Available records START
PR #154, opened 2021-11-03
2493 fin data wrangling to prep

jacobvjk:
closes ADO 2493: https://dev.azure.com/2DegreesInvesting/2DegreesInvesting/_workitems/edit/2493

This PR:
- reads in prewarngled financial data inputs for profit margins and credit risk inputs from one central file that works for all asset types, rather than three separate ones.
- It moves the last prewrangling steps to the data repo

NOTE:
- this will lead to result changes in all asset types and output files. We previously erroneously discarded some company/tech combinations, sometimes entire companies. Since including these via https://github.com/2DegreesInvesting/r2dii.stress.test.data/pull/39 will lead to an overall slightly different composition of considered companies and production, the aggregated values in all files will change. The changes are small, as only a handful of companies is affected and they do not inverse any trends previously seen


R/read_company_data.R
```diff
@@ -1,42 +1,25 @@
-#' Read in company finacial data processed from eikon exports and AR master data
-#' that contain information on multiple credit risk inputs and company
-#' production plans, aggregated to the ticker/technology/year level for
-#' `asset_type` bonds and aggregated to the company/technology/year level for
-#' `asset_type` equity and aggregated to the loan_taker/technology/year level
-#' for `àsset_type` loans
+#' Read in company financial data processed from eikon exports and AR master data
```
MirijaHa, line 1: please rename file (git mv old new if u want to be facny)

R/wrangle_and_check.R
```diff
@@ -113,40 +113,27 @@ wrangle_and_check_pacta_results <- function(pacta_results, start_year, time_hori
...
+    # ADO 2493 - if asset_type not bond, ticker not required. Use distinct_all
+    # to remove duplicates from remaining CUC columns since financial data is
+    # always equal for these columns
+    financial_data <- financial_data %>%
+      dplyr::select(
+        .data$company_name, .data$company_id, .data$pd, .data$net_profit_margin,
+        .data$debt_equity_ratio, .data$volatility
+      ) %>%
+      dplyr::distinct_all()
+  }
```
MirijaHa, line 136: small logic question. Is it possible for 1 company to have several rows under different tickers? Jut asking to understand if the distinct::all makes sense.

MirijaHa (commented):
1 tiny remark and 1 question, otherwise lgtm, the harmonisation of input files is very welcome

R/wrangle_and_check.R
jacobvjk: will figure that out in the distinct_all() follow up task in this sprint :)

MirijaHa: thats the spirit

R/read_company_data.R
jacobvjk: done

MirijaHa (approved):
miraculous

PR #156, opened 2021-11-04
use valid license

MirijaHa:
From the CRAN readiness blockers that  @maurolepore  identified I figured invalid license is the most relevant aspect to fix also before GH ready release. I based the license on https://github.com/2DegreesInvesting/r2dii.plot/blob/develop/LICENSE
This should be formally correct, since there was a more restrictive license before though I would also like to have @jacobvjk approval before merging.


jacobvjk (approved):
lgtm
Available records END
▶ Task statement
A single number is required: how many lines in the material above include the string "MirijaHa".

▶ Answer area
6